The county’s supervisors were to have been presented Wednesday (Sept. 5) with a proposal to overhaul health care insurance for the roughly 230 women and men on the county payroll, including teachers and others at the schools, and deputies and others in various departments.

Though the earliest any changes would take effect would be next summer (the county’s fiscal year starts July 1; the school division’s Oct. 1), County Administrator John McCarthy said, if the supervisors decide to enact the proposal, “it will look like a pay cut.” Speaking of the two affected groups, county employees and school personnel, McCarthy added that “there will be pain on both sides.”

The proposal is the work of an eight-person committee called the Joint Benefits Study Group, which was created by the supervisors after the current fiscal year’s budget process was completed in May.

The committee’s recommendation, one it maintains will bring Rappahannock County into alignment with surrounding jurisdictions, is that that employees would, in most cases, pay for all their dependents’ health coverage.

McCarthy said Tuesday that potential cost savings are “a moving target,” and will be difficult to calculate until the next fiscal year begins – at which point the county and schools will know how many employees have chosen the proposed plan’s $200, $500 and $1,000 deductible levels, and what next year’s insurance rates will be.

“If we just stopped paying for dependent coverage today,” McCarthy said, “we know it would save the county about $50,000 and the schools about $80,000, but that’s obviously not going to happen, and those numbers are fairly meaningless until next year.”

Keeping up with neighbors

The Joint Study Group, chaired by McCarthy and populated by citizens, supervisors and school board members, spent a great deal of its time during the summer comparing Rappahannock salaries, benefits and premiums with those of neighboring counties. After noting the sharp rise in health-care costs over the past decade, the group’s report to the supervisors notes: “In short, benefits in neighboring local governments have decreased, in general, with employees asked to pay an increasing share of the costs.” That, indeed, is what is being recommended for Rappahannock County.

The Study Group finds that, in those counties nearby, the local government generally offers “a variety of health plans for their employees to choose from”; that the counties increasingly “pay for all or the largest portion of the single-subscriber premium, with the employee electing what level of coverage is best for him or her.” The report adds in the nearby areas, employees “may use the money contributed by the employer (meaning the county government) towards whatever coverage” he or she chooses.

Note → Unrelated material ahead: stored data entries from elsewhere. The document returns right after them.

PR #2593, opened 2022-05-08
Embed parallelization into the multi_voxel_fit decorator.

arokem:
I've started playing around with the idea that the multi_voxel_fit decorator could use `paramap` instead of iterating over voxels. If we can make this work generally that would be pretty cool. So far, I've only tested this with the fwdti model, and in that case, the change to the additional changes to the code are rather minimal, which gives me hope that we might be able to use this wherever we use this decorator, so in csd, dsi, forecast, fwdti, gqi, ivim, mapmri, mcsd, qtdmri, and shore (!).

### DIFF
--- a/.github/workflows/test_template.yml
+++ b/.github/workflows/test_template.yml
@@ -97,7 +97,7 @@ jobs:
         channels: defaults, conda-forge
         use-only-tar-bz2: true
     - name: Install HDF5 and pytables on macOS
-      if: runner.os == 'macOS'
+      if: ${{ (runner.os == 'macOS')  &&  (env.EXTRA_DEPENDS != '')  &&  (env.INSTALL_TYPE == 'pip') }}
       run: |
         pip install cython
         brew install hdf5
--- a/.github/workflows/test_template.yml
+++ b/.github/workflows/test_template.yml
@@ -96,6 +96,16 @@ jobs:
         python-version: ${{ matrix.python-version }}
         channels: defaults, conda-forge
         use-only-tar-bz2: true
+    - name: Install HDF5 and pytables on macOS
+      if: runner.os == 'macOS'
+      run: |
+        pip install cython
+        brew install hdf5
+        brew install c-blosc
+        export HDF5_DIR=/opt/homebrew/opt/hdf5
+        export BLOSC_DIR=/opt/homebrew/opt/c-blosc
+        pip install tables
+
     - name: Install Dependencies
       run: |
         if [ "${{ inputs.use-pre }}" == "true" ]; then
--- a/dipy/reconst/multi_voxel.py
+++ b/dipy/reconst/multi_voxel.py
@@ -53,14 +53,13 @@ def multi_voxel_fit(single_voxel_fit):
         vox_per_chunk = np.max([data_to_fit.shape[0] // n_jobs, 1])
         chunks = [data_to_fit[ii:ii + vox_per_chunk]
                   for ii in range(0, data_to_fit.shape[0], vox_per_chunk)]
-        fit_array[mask] = np.squeeze(
+        fit_array[mask] = np.concatenate((
             paramap(
                 parallel_fit_worker,
                 chunks,
                 func_args=[single_voxel_with_self],
-                out_shape=fit_array[mask].shape,
                 **kwargs)
-                )
+                ))
         return MultiVoxelFit(self, fit_array, mask)
 
     return new_fit
--- a/dipy/reconst/multi_voxel.py
+++ b/dipy/reconst/multi_voxel.py
@@ -1,4 +1,5 @@
 """Tools to easily make multi voxel models"""
+
 from functools import partial
 import multiprocessing
 
@@ -31,6 +32,7 @@ def multi_voxel_fit(single_voxel_fit):
     """Method decorator to turn a single voxel model fit
     definition into a multi voxel model fit definition
     """
+
     def new_fit(self, data, mask=None, **kwargs):
         """Fit method for every voxel in data"""
         # If only one voxel just return a normal fit
@@ -49,10 +51,12 @@ def multi_voxel_fit(single_voxel_fit):
         # Default to serial execution:
         engine = kwargs.get("engine", "serial")
         if engine == "serial":
-            bar = tqdm(total=np.sum(mask), position=0,
-                       disable=kwargs.get("verbose", True))
-            bar.set_description("Fitting reconstruction model",
-                                "using serial execution")
+            bar = tqdm(
+                total=np.sum(mask), position=0, disable=kwargs.get("verbose", True)
+            )
+            bar.set_description(
+                "Fitting reconstruction model", "using serial execution"
+            )
             for ijk in ndindex(data.shape[:-1]):
                 if mask[ijk]:
                     fit_array[ijk] = single_voxel_fit(self, data[ijk])
@@ -63,17 +67,22 @@ def multi_voxel_fit(single_voxel_fit):
             single_voxel_with_self = partial(single_voxel_fit, self)
             n_jobs = kwargs.get("n_jobs", multiprocessing.cpu_count() - 1)
             vox_per_chunk = kwargs.get(
-                "vox_per_chunk",
-                np.max([data_to_fit.shape[0] // n_jobs, 1]))
-            chunks = [data_to_fit[ii:ii + vox_per_chunk]
-                      for ii in range(0, data_to_fit.shape[0], vox_per_chunk)]
-            fit_array[np.where(mask)] = np.concatenate((
-                paramap(
-                    _parallel_fit_worker,
-                    chunks,
-                    func_args=[single_voxel_with_self],
-                    **kwargs)
-                    ))
+                "vox_per_chunk", np.max([data_to_fit.shape[0] // n_jobs, 1])
+            )
+            chunks = [
+                data_to_fit[ii : ii + vox_per_chunk]
+                for ii in range(0, data_to_fit.shape[0], vox_per_chunk)
+            ]
+            fit_array[np.where(mask)] = np.concatenate(
+                (
+                    paramap(
+                        _parallel_fit_worker,
+                        chunks,
+                        func_args=[single_voxel_with_self],
+                        **kwargs,
+                    )
+                )
+            )
         return MultiVoxelFit(self, fit_array, mask)
 
     return new_fit
--- a/dipy/reconst/multi_voxel.py
+++ b/dipy/reconst/multi_voxel.py
@@ -11,6 +11,22 @@ from dipy.utils.parallel import paramap
 from functools import partial
 import multiprocessing
 
+def parallel_fit_worker(vox_data, single_voxel_fit, **kwargs):
+    """
+    Each pool process calls this worker.
+    Fit model on chunks
+    Parameters
+    -----------
+    arguments: tuple
+        tuple should contains a model and
+        list of indexes
+    Returns
+    --------
+    result: list of tuple
+        return a list of tuple(voxel index, model fitted instance)
+    """
+    return [single_voxel_fit(data) for data in vox_data]
+
 
 def multi_voxel_fit(single_voxel_fit):
     """Method decorator to turn a single voxel model fit
@@ -24,9 +40,7 @@ def multi_voxel_fit(single_voxel_fit):
 
         # Make a mask if mask is None
         if mask is None:
-            shape = data.shape[:-1]
-            strides = (0,) * len(shape)
-            mask = as_strided(np.array(True), shape=shape, strides=strides)
+            mask = np.ones(data.shape[:-1], bool)
         # Check the shape of the mask if mask is not None
         elif mask.shape != data.shape[:-1]:
             raise ValueError("mask and data shape do not match")
@@ -39,7 +53,13 @@ def multi_voxel_fit(single_voxel_fit):
         vox_per_chunk = np.max([data_to_fit.shape[0] // n_jobs, 1])
         chunks = [data_to_fit[ii:ii + vox_per_chunk]
                   for ii in range(0, data_to_fit.shape[0], vox_per_chunk)]
-        fit_array[mask] = paramap(single_voxel_with_self, chunks, **kwargs)
+        fit_array[mask] = np.squeeze(
+            paramap(
+                parallel_fit_worker,
+                chunks,
+                func_args=[single_voxel_with_self],
+                **kwargs)
+                )
         return MultiVoxelFit(self, fit_array, mask)
 
     return new_fit
--- a/dipy/reconst/multi_voxel.py
+++ b/dipy/reconst/multi_voxel.py
@@ -35,7 +35,7 @@ def multi_voxel_fit(single_voxel_fit):
         fit_array = np.empty(data.shape[:-1], dtype=object)
         data_to_fit = data[mask]
         single_voxel_with_self = partial(single_voxel_fit, self)
-        n_jobs = kwargs.get("n_jobs", multiprocessing.cpu_count() -1)
+        n_jobs = kwargs.get("n_jobs", multiprocessing.cpu_count() - 1)
         vox_per_chunk = np.max([data_to_fit.shape[0] // n_jobs, 1])
         chunks = [data_to_fit[ii:ii + vox_per_chunk]
                   for ii in range(0, data_to_fit.shape[0], vox_per_chunk)]
--- a/dipy/reconst/multi_voxel.py
+++ b/dipy/reconst/multi_voxel.py
@@ -3,7 +3,6 @@ from functools import partial
 import multiprocessing
 
 import numpy as np
-from numpy.lib.stride_tricks import as_strided
 from tqdm import tqdm
 
 from dipy.core.ndindex import ndindex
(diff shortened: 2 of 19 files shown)


skoudoro:
Thank you for starting this @arokem? 

Have you looked at https://github.com/dipy/dipy/pull/1418?  I think some ideas can be reused here.

arokem:
Oh yeah - that’s a great pointer! I’ll try to incorporate the ideas you
implemented there into this PR.

arokem:
I ran a benchmark on a beefy 24-cpu compute server with the recent commit.I get a roughly _13x_ speedup for fitting the fwdti model with `engine="joblib"` relative to the default serial mode. I should maybe mention that the server is also doing a bunch of other work, so it's not the cleanest benchmark, but still quite promising.

arokem:
Does anyone understand why half the CI actions are still pending? They have been pending since Friday!

skoudoro:
No, but I will restart them first

arokem:
Does anyone understand these CI failures? I don't _think_ they are related to the content of the PR, but I might be missing something.

skoudoro:
> Does anyone understand these CI failures? I don't think they are related to the content of the PR, but I might be missing something.

Both failures are on the parallelization CI's with a memory leaks issue. This might be due to some of the parallel packages that might change some environment variable flags. These flags could have an impact on this parallelized function. 

All supposition, this is what comes first to my mind.

skoudoro:
the failing function are using `openmp`

arokem:
Hey @skoudoro, I noticed that you did not pin the ray version in #2600, instead pinning only protobuf, but I am seeing this again on the CI: https://github.com/dipy/dipy/runs/6634820045?check_suite_focus=true#step:9:119, which suggests to me that I should pin ray to 0.11 for now. Does that make sense to you? I'll give it a try here.

arokem:
Or possibly 1.11.1

arokem:
We're back to this failure: https://github.com/dipy/dipy/runs/6645881563?check_suite_focus=true#step:9:3751

Interestingly, I can't get this to fail locally on my machine (in an env with dask, ray and joblib installed). I also don't exactly understand how this is related to openmp. Does `set_number_of_points` use openmp?

dipy/reconst/multi_voxel.py
```diff
@@ -5,36 +5,69 @@
...
+                    fit_array[ijk] = single_voxel_fit(self, data[ijk])
                 bar.update()
-        bar.close()
+            bar.close()
+        else:
+            data_to_fit = data[mask]
+            single_voxel_with_self = partial(single_voxel_fit, self)
+            n_jobs = kwargs.get("n_jobs", multiprocessing.cpu_count() - 1)
+            vox_per_chunk = np.max([data_to_fit.shape[0] // n_jobs, 1])
+            chunks = [data_to_fit[ii:ii + vox_per_chunk]
```
arokem, line 62: This might duplicate memory. Need to benchmark.

arokem: We can use this: https://pypi.org/project/memory-profiler/

arokem:
Plan to make progress here: 

- [ ] Set up experimental datasets: All of the models except for DSI can use multi-shell data. Only CSD (I think) can run on single-shell data. For multi-shell datasets we can use HBN and HCP. For DSI, I guess we can use the dsi dataset we have in our data fetchers. We'll need to set up fetchers for HBN data (see #2695) and for HCP (see #2696). 

- [ ] Set up experimental scripts (separate repo, probably): these should run every one of the models that are decorated in this PR with: 
        1. Serial mode.
        2. Parallelized by voxel with dask, ray, joblib.
        3. Parallelized by chunk with dask, ray, joblib.
        4. Parallelized with different backends if possible.
        5. For ray/dask, parallelize on a big distributed AWS cluster.

- [ ] Run the experiments. We'll need to have some uniform hardware settings. We'll want to run this on different OS (Windows, Linux, Mac OS) and maybe on different kinds of computational architectures (e.g., distributed cluster vs. one big machine). 
- [ ] Separately benchmark timing (this is straightforward) and memory (using https://github.com/pythonprofilers/memory_profiler). 
- [ ] Compare and contrast 😄

skoudoro (commented):
For now, it works with `engin in ["serial", "dask"]

- my laptop crash with `ray`
- See below for joblib issue. 

I will share the timing when those 2 are fixed.

Thanks @arokem

arokem:
The errors on the CI are really puzzling and hard to reproduce locally and we worry that it might be some funky interaction with joblib, so I am removing the multi_voxel decorator for that model and we can reinstate it on a separate PR later on, if we fix everything else here.

arokem:
OK - having removed the decorator from the SFM model, it seems that the only remaining error on the CI is completely unrelated. Or am I missing something?

arokem:
At any rate, @asagilmore has now completed an extensive set of experiments with this PR and we are glad to say that [Ray](https://www.ray.io/) in particular provides a substantial speedup for reconstruction models (on the order of 10x) across two different models, and across a pretty wide range of hardware setups and chunking schemes. We're writing up a report about this [here](https://nrdg.github.io/2024-dipy-parallelization/) and we'd be happy to have input on the results and ideas that we are developing there (the repo for that report is here: https://github.com/nrdg/2024-dipy-parallelization). 

With that said, I think that this code and the results we report are ready for a review, and are hopefully close to a shape where they can be merged for an upcoming release.

arokem:
Looks like installing pytables on mac is (newly?) broken: https://github.com/dipy/dipy/actions/runs/8847440312/job/24295269319?pr=2593#step:6:125

skoudoro:
Yes, I saw that with pytable.

Not sure what we can do apart from reporting.

The last release was 6month ago so not sure what changed last week.

Maybe a release of h5py...

arokem:
There was one on April 10th: https://pypi.org/project/h5py/3.11.0/

I'm trying to pin to 3.10 in https://github.com/dipy/dipy/pull/2593/commits/cd0e653bdb56e6bb6accdce637483bc1d1837f5b. Let's see what we learn.

arokem:
Following #3202, what's the right way to catch a warning thrown when importing one of the optional dependencies? I am getting: 

```
reconst/tests/test_multi_voxel.py::test_multi_voxel_fit
  /home/runner/work/dipy/dipy/venv/lib/python3.10/site-packages/ray/_private/pydantic_compat.py:2: DeprecationWarning: pkg_resources is deprecated as an API. See https://setuptools.pypa.io/en/latest/pkg_resources.html
    from pkg_resources import packaging

reconst/tests/test_multi_voxel.py::test_multi_voxel_fit
  /home/runner/work/dipy/dipy/venv/lib/python3.10/site-packages/pkg_resources/__init__.py:2832: DeprecationWarning: Deprecated call to `pkg_resources.declare_namespace('google')`.
  Implementing implicit namespace packages (as specified in PEP 420) is preferred to `pkg_resources.declare_namespace`. See https://setuptools.pypa.io/en/latest/references/keywords.html#keyword-namespace-packages
    declare_namespace(pkg)
```

I believe this is emitted when importing ray. Should I explicitly ignore it in a context manager around that import?

skoudoro:
The "right way" would be to add the warning message with `ignore` status in the `pyproject.toml`.

see here: https://github.com/dipy/dipy/blob/60669b888e7bc322a8b973f3a0b8121e4fd7f7d1/pyproject.toml#L184-L186

skoudoro:
if it is to much for the `pyproject.toml`, we could add/create a specific python file for that.

skoudoro:
For example, `mne-python` do it directly in the `conftest.py` instead of the `pyproject.toml`.

see here: https://github.com/mne-tools/mne-python/blob/main/mne/conftest.py#L131-L178


So, this is something to decide together, what is your opinion @arokem and @jhlegarreta

arokem:
I like it better in the conftest

jhlegarreta:
Hats off for this work, Ariel.

> So, this is something to decide together, what is your opinion @arokem and @jhlegarreta ?

Having filtering rules both in the `pyproject.toml` and the `conftest.py` file would make things easier to follow, as we would need to look at two files instead of one. Also, not sure if `pytest` would end up by overriding the rules in one file by the ones that it reads in the last place.

So probably as Serge says, if the list of rules becomes too lengthy, better to keep them all in the `conftest.py` file.

arokem:
Thanks! I will wait for your PR to see how this is done. 

In the meanwhile, it doesn't look like pinning h5py helped with the pytables installation.

oesteban:
@skoudoro @arokem @jhlegarreta -- please let me know if I can be of help, if you need review or anything

arokem:
Looks like there are some conflicts with master, so let me rebase first (I'll do that in a couple of hours when I have a little bit more quiet...). I think this is ready to be merged, in principle, but the CI keeps acting up.

arokem:
Looks like the remaining failure is unrelated. Other than that, I think that this is ready for a review and, if everything looks good, to be merged.

dipy/reconst/multi_voxel.py
```diff
@@ -1,42 +1,88 @@
...
-            if mask[ijk]:
-                fit_array[ijk] = single_voxel_fit(self, data[ijk])
+        # Default to serial execution:
+        engine = kwargs.get("engine", "serial")
+        if engine == "serial":
+            bar = tqdm(
+                total=np.sum(mask), position=0, disable=kwargs.get("verbose", True)
+            )
+            bar.set_description(
+                "Fitting reconstruction model", "using serial execution"
```
jhlegarreta, line 58: Can this be put into a single string?

dipy/utils/parallel.py
```diff
@@ -42,17 +46,21 @@ def paramap(
     engine : str
```
jhlegarreta, line 46: str, optional

dipy/utils/parallel.py
```diff
@@ -42,17 +46,21 @@ def paramap(
...
         {"dask", "joblib", "ray", "serial"}
         The last one is useful for debugging -- runs the code without any
-        parallelization. Default: "joblib"
+        parallelization. Default: "ray"
```
jhlegarreta, line 49: I'd remove altogether the `Default: ...` part: it is already documented in the method signature, and reduces maintenance burden, no risk to make them go out of sync if the signature changes, etc.

dipy/utils/parallel.py
```diff
@@ -42,17 +46,21 @@ def paramap(
...
     backend : str, optional
         What joblib or dask backend to use. For joblib, the default is "loky".
         For dask the default is "threading".
+    clean_spill : bool, optional
+        If True, clean up the spill directory after the computation is done.
+        Only applies to "ray" engine. Otherwise has no effect.
+        Default: True.
```
jhlegarreta, line 56: Same as above concerning the default value.

jhlegarreta (commented):
Some minor inline comments. Have not tested.

About pinning the dependencies, can they be made more flexible (`>=` or `>`)?

Also, DIPY's compatibility to NumPy 2.0.0 has been requested in an issue, so not sure if this can be made work with NumPy 2.0.0 once PR #3266 (if it we make it successful) gets merged.

pyproject.toml
```diff
@@ -96,11 +96,11 @@ dev = [
     # Also update [build-system] -> requires
     'meson-python>=0.13',
     'wheel',
-    'setuptools>=67',
+    'setuptools==69.5.1',
```
oesteban, line 99: Perhaps more flexible, but still ensuring it's locked in to the 69 major.
```suggestion
    'setuptools~=69.5',
```

pyproject.toml
```diff
@@ -96,11 +96,11 @@ dev = [
...
     'packaging>=21',
     'ninja',
     'Cython>=0.29.35',
-    'numpy>=1.22',
+    'numpy>=1.22, <2.0',
```
oesteban, line 103: Equivalent:
```suggestion
    'numpy~=1.22',
```

tools/ci/install_dependencies.sh
```diff
@@ -7,7 +7,7 @@ set -ex
 
 echo "Display Python version"
 python -c "import sys; print(sys.version)"
-python -m pip install -U pip setuptools>=30.3.0 wheel
+python -m pip install -U pip setuptools==69.5.1 wheel
```
oesteban, line 10:
```suggestion
python -m pip install -U pip 'setuptools~=69.5' wheel
```

oesteban (commented):
Added some suggestions to make version pinnings more flexible but still specific, following suggestion of @jhlegarreta

arokem:
Thanks for the reviews! For now I've accepted Oscar's suggestions for more flexible versions and will address Jon's suggestions later when I'm not on my phone 😀

dipy/reconst/multi_voxel.py
arokem: Done in faf69f4a7

dipy/utils/parallel.py
arokem: Done in 444503737

dipy/utils/parallel.py
arokem: Done in 0140c8cf0

arokem:
Looks like there's a quite a bit more work to get to numpy 2.0 compatibility. I wonder whether we shouldn't cut a release that pins numpy < 2.0 for now, so that users aren't running into issues.

jhlegarreta:
Re https://github.com/dipy/dipy/pull/2593#issuecomment-2180609120 PR #3267 will bring us closer.

pyproject.toml
```diff
@@ -96,11 +96,11 @@ dev = [
     # Also update [build-system] -> requires
     'meson-python>=0.13',
     'wheel',
-    'setuptools>=67',
+    'setuptools~=69.5',
     'packaging>=21',
     'ninja',
     'Cython>=0.29.35',
-    'numpy>=1.22',
+    'numpy~=1.22',
```
skoudoro, line 103: the update of pyproject.toml is not needed after the merge of #3274.

it should works with numpy 2.0.0 and below.

.github/workflows/test_template.yml
```diff
@@ -96,6 +96,16 @@ jobs:
         python-version: ${{ matrix.python-version }}
         channels: defaults, conda-forge
         use-only-tar-bz2: true
+    - name: Install HDF5 and pytables on macOS
+      if: runner.os == 'macOS'
```
skoudoro, line 100: we should test if we are in optional dependency also. We do not want to install pytables all the times

skoudoro (commented):
Hi @arokem,

can you rebase this PR and remove your change in `pyproject.toml`.

the update of pyproject.toml is not needed after the merge of #3274.

it should works with numpy 2.0.0 and below now, it has been fixed in https://github.com/dipy/dipy/pull/3274.

See my other comment below.

After that, this PR should be good to go

NOTE: also, I see that you do a lot of stuff for pytable and h5py.  I do not know if we should keep it since pytables will release a new version with macOS arm64 wheels. see https://github.com/PyTables/PyTables/issues/1165.  
Second thought, we should keep it until they release, then, easy to remove.

skoudoro:
> Sounds reasonable. 1.9.0 was thought to be compatible, though:
https://github.com/dipy/dipy/blame/d5e34fbdca1a30829060827f944b5aeb9f145e75/doc/index.rst#L95

it was for a long moment with the numpy2dev, however, we did not update it with `numpy2rc1` and up

.github/workflows/test_template.yml
arokem: Could you please use the "add suggestion" button to make a suggested change here? I don't know how to test for this.

arokem:
Rebased. Could you help me with the CI? I am not sure how to check that we're in the "optional" case.

.github/workflows/test_template.yml
skoudoro:
```suggestion
      if: ${{ (runner.os == 'macOS')  &&  (env.EXTRA_DEPENDS != '')  &&  (env.INSTALL_TYPE == 'pip') }}
```

skoudoro (commented):
> Rebased. Could you help me with the CI? I am not sure how to check that we're in the "optional" case.

Thanks! It should be something like the suggestion below. I hope there is no typo in this syntax

arokem:
Thanks!

pyproject.toml
```diff
@@ -37,7 +37,7 @@ classifiers = [
 ]
 dynamic = ['version']
 dependencies = [
-    "numpy>=1.22.4",
+    "numpy>=1.22.4, <2.0",
```
skoudoro, line 40:
```suggestion
    "numpy>=1.22.4",
```

pyproject.toml
```diff
@@ -96,11 +96,11 @@ dev = [
     # Also update [build-system] -> requires
     'meson-python>=0.13',
     'wheel',
-    'setuptools>=67',
+    'setuptools~=69.5',
     'packaging>=21',
     'ninja',
     'Cython>=0.29.35',
-    'numpy>=1.22',
+    'numpy<=2.0.0',
```
skoudoro, line 103:
```suggestion
    'numpy>=1.22.4',
```

skoudoro (commented):
Hi @arokem,

I was going to merge but I saw that a previous comment has been remove but not addressed. see below the suggestion and then I can go ahead.

Thank you

arokem:
Sorry about that and thanks for spotting this.

skoudoro (approved):
okay, all good, I will go ahead and merge this PR. 

Thank you for this amazing work @arokem and @asagilmore!

**NOTE**: we need to document it in details somewhere. It will take time.  So, for now, I recommend a follow-up PR to add a small recipe in dipy documentation (see https://docs.dipy.org/stable/recipes).  Just add a small section: `How to accelerate the fitting in all DIPY reconstruction models?` or something similar.

> We're writing up a report about this [here](https://nrdg.github.io/2024-dipy-parallelization/) and we'd be happy to have input on the results and ideas that we are developing there (the repo for that report is here: https://github.com/nrdg/2024-dipy-parallelization).

Where can we find the comparison with joblib, dask and ray? I see a lot of work with Ray and this is clearly the recommended backend. However, it would be great to see the advantage against the others backend. Thank you for your feedback

skoudoro:
Following up with my questions above @arokem and @asagilmore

During the last meeting of the study group, as final deliberations were winding down, citizen representative Ron Makela observed: “We are coming into alignment with the rest of the world.”

Makela also noted that the complexities involved – benefits, deductibles, co-insurance, flexible-spending accounts, bundles – can make the issue “incredibly confusing.”

A health plan seminar sometime later in the school year – perhaps late in the fall or during the winter – might indeed take all day. An official from Anthem Blue Cross, the county’s current provider, would be present to answer questions of teachers and county employees, though other providers would be asked to bid if the study group’s proposal comes to pass, said McCarthy.

Among the the group’s other recommendations were flexible spending accounts, which can offer up to $5,000 pre-tax salary deferral to be spent on health care. Co-insurance is also suggested by the group. This means simply that those who go to the doctor more often pay more; those with fewer visits and fewer health problems, pay less.

Finally, the group suggests the county and the schools save money by bundling with its health care plans other insurances, such as short- and long-term disability insurance coverage.

After three meetings in August, the group itself has now disbanded. It was composed of eight county men and women and some county and school staff. All worked without any overtime or other extra pay. Two citizens, not part of either staff, also worked without pay.

To observe the group in action was to be watching a live performance of a Norman Rockwell scene. Individuals of varying descriptions and politics wrestling with the enormous confusion of the health-care tangle, during a limping economy, studying what the neighboring counties are doing, trying to save their county some money while attempting to keep teachers and deputies and others from fleeing.